PR #1218, opened 2022-12-08
feat: group read receipts - part 2 - handle websocket event for receipt mode update

alexandreferris:
----

- The **PR Title**

- The **PR Description**
----

# What's new in this PR?

[AR-2680 - Notify contacts that I've read their messages](https://wearezeta.atlassian.net/browse/AR-2680)

### Issues

When the group settings for read receipts was changed remotely, it wasn't being reflected on the app.

### Causes (Optional)

It was not implemented

### Solutions

Add handling of Read Receipt Mode event.

### Dependencies (Optional)

Needs releases with:

- [X] #1217


logic/src/commonMain/kotlin/com/wire/kalium/logic/data/conversation/ReceiptModeMapper.kt
```diff
@@ -0,0 +1,41 @@
+package com.wire.kalium.logic.data.conversation
+
+import com.wire.kalium.logic.data.id.IdMapper
+import com.wire.kalium.logic.di.MapperProvider
+import com.wire.kalium.network.api.base.authenticated.conversation.ReceiptMode
+import com.wire.kalium.persistence.dao.ConversationEntity
+
+interface ReceiptModeMapper {
+    fun toDaoModel(receiptMode: Conversation.ReceiptMode?): ConversationEntity.ReceiptMode
```
MohammedMokresh, line 9: I think in the mappers it's better if we don't map nullable, and just check and handle the null before we map the values, as the mappers better to be more accurate and not have null or else branches, so it will return what is expected.

borichellow (approved):

logic/src/commonMain/kotlin/com/wire/kalium/logic/data/conversation/ReceiptModeMapper.kt
alexandreferris: It has nullable as we are handling from what we receive from a Message, normally if the message is from a 1:1 convo it will come the `expects_read_confirmation` value, but if it is from a group conversation it may or may not come, as it shouldn't be considered and we are already handling the value of messages from group conversation somewhere else 🤔

MohammedMokresh (approved):
LGTM

PR #1255, opened 2022-12-20
fix(notifications): set a default time for lastNotifiedMessageDate for convresations

mchenani:
----

- The **PR Title**

- The **PR Description**
----

# What's new in this PR?
Having the default null value for lastNotifiedMessageDate in conversations is causing some problem with some edge cases.
We set here the current time when we insert the conversation in the database as the lastNotifiedMessageDate.
### Issues

Some edge cases bugs on notifications.

### Solutions

Setting a default value.

### Dependencies (Optional)

Needs to update tests cases on AR to pass with new non-null enforcement.

Needs releases with:

#### Test Coverage (Optional)

#### How to Test

### Notes (Optional)

### Attachments (Optional)

----

----

----
##### References


logic/src/commonMain/kotlin/com/wire/kalium/logic/data/connection/ConnectionRepository.kt
```diff
@@ -226,7 +227,7 @@ internal class ConnectionDataSource(
                         teamId = null,
                         protocolInfo = ConversationEntity.ProtocolInfo.Proteus,
                         creatorId = connection.from,
-                        lastNotificationDate = null,
+                        lastNotificationDate = Clock.System.now().toString(),
```
saleniuk, line 230: Please do not use regular `.toString()`, it omits milliseconds in the string if they are equal to 0, that's why I had to do this change: https://github.com/wireapp/kalium/pull/1258

mchenani: Awesome, thanks. So I'll wait for you RP to get merged and then I'll update my PR.

logic/src/commonMain/kotlin/com/wire/kalium/logic/data/connection/ConnectionRepository.kt
```diff
@@ -226,7 +227,7 @@ internal class ConnectionDataSource(
                         teamId = null,
                         protocolInfo = ConversationEntity.ProtocolInfo.Proteus,
                         creatorId = connection.from,
-                        lastNotificationDate = null,
+                        lastNotificationDate = DateTimeUtil.currentIsoDateTimeString(),
```
saleniuk, line 230: Now I'm not sure, won't that create similar issue as the one Vitor debugged last night? For connections maybe we can use `lastUpdate` field?

logic/src/commonMain/kotlin/com/wire/kalium/logic/data/conversation/ConversationGroupRepository.kt
```diff
@@ -68,7 +69,10 @@ internal class ConversationGroupRepositoryImpl(
             .flatMap { conversationResponse ->
                 val teamId = selfUser.teamId
                 val conversationEntity = conversationMapper.fromApiModelToDaoModel(
-                    conversationResponse, mlsGroupState = ConversationEntity.GroupState.PENDING_CREATION, teamId
+                    conversationResponse,
+                    mlsGroupState = ConversationEntity.GroupState.PENDING_CREATION,
+                    teamId,
+                    DateTimeUtil.currentIsoDateTimeString()
```
saleniuk, line 75: Same here, we should use date-time from the server, here for conversations maybe we can use `lastEventTime`?

logic/src/commonMain/kotlin/com/wire/kalium/logic/data/conversation/ConversationRepository.kt
```diff
@@ -253,6 +254,7 @@ internal class ConversationDataSource internal constructor(
                         )
                     },
                     selfTeamIdProvider().getOrNull(),
+                    lastNotificationDate = DateTimeUtil.currentIsoDateTimeString()
```
saleniuk, line 257: Maybe we shouldn't set it here at all, because we use that `persistConversations` when syncing, right? So during every sync we will update this `lastNotificationDate` to the current device time and won't get notified about messages that happened before that time, or maybe I'm missing something 🤔

logic/src/commonMain/kotlin/com/wire/kalium/logic/data/conversation/Conversation.kt
```diff
@@ -182,7 +183,7 @@ sealed class ConversationDetails(open val conversation: Conversation) {
             protocol = protocolInfo,
             mutedStatus = MutedConversationStatus.AllAllowed,
             removedBy = null,
-            lastNotificationDate = null,
+            lastNotificationDate = DateTimeUtil.currentIsoDateTimeString(),
```
saleniuk, line 186: We shouldn't rely on local device's time, maybe for connection it should be `lastModifiedDate` or even just don't set a default value at all 🤔

saleniuk (commented):
I think @vitorhugods should take a look as he's working on a fix for the notification timing issue, but I think we shouldn't use the device's local time, maybe for each case we can find a proper date-time field that's returned by server?

logic/src/commonMain/kotlin/com/wire/kalium/logic/data/connection/ConnectionRepository.kt
mchenani: we don't have access to that field! this is for the conversation that we don't have anything for it and instead of null we set the current time to it.

vitorhugods:
> I think @vitorhugods should take a look as he's working on a fix for the notification timing issue, but I think we shouldn't use the device's local time, maybe for each case we can find a proper date-time field that's returned by server?

I guess we could just use `Instant.DISTANT_PAST` as well. This way we avoid unnecessary null checks?

PR #1256, opened 2022-12-20
chore: simplify makefile for faster builds and reduced downloads/checkouts

comawill:
This PR intends to simplify the Makefile (yet with a lot of duplication)
* Make sure that the actual compiled libraries are used
* don't try to install rust
* cache downloaded sources to reduce turnover when something fails
* use make dependencies to allow potential parallel builds


scripts/bootstrap.mk
```diff
@@ -15,104 +16,121 @@ ifeq ($(OS),darwin)
...
+AVS_FRAMEWORK_SRC := $(AVS_FRAMEWORK_UNZIP)/Carthage/Build/iOS/avs.framework
+AVS_FRAMEWORK_ARTIFACT := $(NATIVE_LIBS)/$(AVS_ARTIFACT_FILE)
+
+all: $(CRYPTOBOX_C_ARTIFACT) $(LIBSODIUM_ARTIFACT) $(CRYPTOBOX4J_ARTIFACT) $(AVS_FRAMEWORK_ARTIFACT)
 
 .PHONY: install-rust
 install-rust:
-	@curl https://sh.rustup.rs -sSf | sh -s -- -y
-	@source "${HOME}/.cargo/env"
+	which rustc
```
mythsunwind, line 58: I would rename the target from `install-rust` into `check-rust` or something

tmspzz (changes requested):
Nice improvement. Could we keep a way to build from source tho please?

mythsunwind (approved):

yamilmedina (approved):
Thanks for the collab, loved the changes!

tmspzz:
> > Nice improvement. Could we keep a way to build from source tho please?
> 
> I'm not sure if I understand your request wrong, it still builds from source. It just uses curl to download the released code instead of git clone/checkout

My bad. I though it was downloading the binaries. Why is this better than `git clone --depth 1` ?

scripts/bootstrap.mk
```diff
@@ -15,104 +16,115 @@ ifeq ($(OS),darwin)
...
+
+CRYPTOBOX4J_URL = https://github.com/wireapp/cryptobox4j/archive/refs/tags/$(CRYPTOBOX4J_VERSION).tar.gz
+CRYPTOBOX4J_TAR_GZ :=  $(NATIVE_TARBALLS)/cryptobox4j_$(CRYPTOBOX4J_VERSION).tar.gz
+CRYPTOBOX4J_CODE := native/cryptobox4j_$(CRYPTOBOX4J_VERSION)
+CRYPTOBOX4J_ARTIFACT= $(NATIVE_LIBS)/$(LIBCRYPTOBOX_JNI_ARTIFACT_FILE)
+
+AVS_FRAMEWORK_URL := https://github.com/wireapp/wire-avs/releases/download/$(AVS_VERSION)/avs.framework.osx.$(AVS_VERSION).zip
+AVS_FRAMEWORK_ZIP := $(NATIVE_TARBALLS)/avs.framework.osx.$(AVS_VERSION).zip
+AVS_FRAMEWORK_UNZIP := native/avs.framework_$(AVS_VERSION)
+AVS_FRAMEWORK_SRC := $(AVS_FRAMEWORK_UNZIP)/Carthage/Build/iOS/avs.framework
```
tmspzz, line 51: this is not source code. This is is a binary, probably the name should reflect that.

tmspzz (changes requested):

scripts/bootstrap.mk
comawill: It was here more meant in the sense of source=origin (`cp $src $dst`), still I see the potential for confusion so I changed it to `LOCATION` to reflect it a bit more

comawill:
> My bad. I though it was downloading the binaries. Why is this better than `git clone --depth 1` @comawill ?

It allows to benefit of the features from "make", as we can have some state, that is observable by make. 
The Makefile tracks now 3 states:
1. did I download the source
2. was the source unpacked
3. is the required library build

and all its dependencies between the different steps and the libraries.
Running `make all` twice will correctly determine that everything was successfully built, or if you delete one specific library only that library will be rebuild

Resetting a downloaded and unpacked source is much easier (`rm -r $LIB_CODE`), than trying to reset a git to a specific tag without deleting it completely.

Additionally the Makefile now no longer depends on git and could also be prefilled with the required tarballs and then allowing a full offline build.

tmspzz (approved):

PR #1258, opened 2022-12-21
chore: fix and unify parsing and getting iso date-time strings [AR-2851]

saleniuk:
----

- The **PR Title**

- The **PR Description**
----

# What's new in this PR?

### Issues

In multiple places we get the current time as iso string by using `Clock.System.now().toString()` because `Clock.System.now()` gives us `Instant` and `instant.toString()` returns the time in iso format string, but actually when we have a time with milliseconds equal to exact 0 (.000) then `.toString()` just ignores milliseconds and returns "2022-12-19T17:36:00Z", then if we try to parse it using `SimpleDateFormat("yyyy-MM-dd'T'HH:mm:ss.SSSZ")`, which we do for instance in `fun String.toTimeInMillis()`, we get `ParseException`.
Also, we use multiple ways of getting the current time or parsing it.

### Solutions

Implement `DateTimeUtil` which contains all required methods related to date-times and is a single source of this kind of data.

#### Test Coverage (Optional)

----

----

----
##### References


logic/src/androidMain/kotlin/com/wire/kalium/logic/util/PlatformDateTimeUtil.kt
```diff
@@ -0,0 +1,35 @@
...
+import androidx.annotation.RequiresApi
+import kotlinx.datetime.Instant
+import kotlinx.datetime.toJavaInstant
+import java.text.SimpleDateFormat
+import java.time.format.DateTimeFormatter
+import java.util.Date
+import java.util.Locale
+import java.util.TimeZone
+
+actual open class PlatformDateTimeUtil actual constructor() {
```
MohamadJaara, line 13: maybe PlatformDateTimeUtil can be moved to the Util module just in case it is needed somewhere outside logic

saleniuk: That's why I'm trying to do right now and it's still WIP, but thanks for writing that, now I'm more sure that it should be this way 😄

util/build.gradle.kts
```diff
@@ -23,5 +24,11 @@ kotlin {
                 implementation(libs.coroutines.test)
             }
         }
+        val androidMain by getting {
```
MohamadJaara, line 27: are paging3 and WorkManager are needed in util ?

MohamadJaara (commented):
great work 🚀, just a question about adding paging3 and work manager  dependencies to Util module

util/build.gradle.kts
saleniuk: oh sorry, nice catch! I copied that, then I added `annotation` library and it's pushed already but somehow I forgot to change it also here 🙈

MohamadJaara (approved):
LGTM 🚀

● ● ●

## TO DO
Every line above that contains the word "mlsGroupState" should be reported.

## SOLUTION BELOW
-                    conversationResponse, mlsGroupState = ConversationEntity.GroupState.PENDING_CREATION, teamId
+                    mlsGroupState = ConversationEntity.GroupState.PENDING_CREATION,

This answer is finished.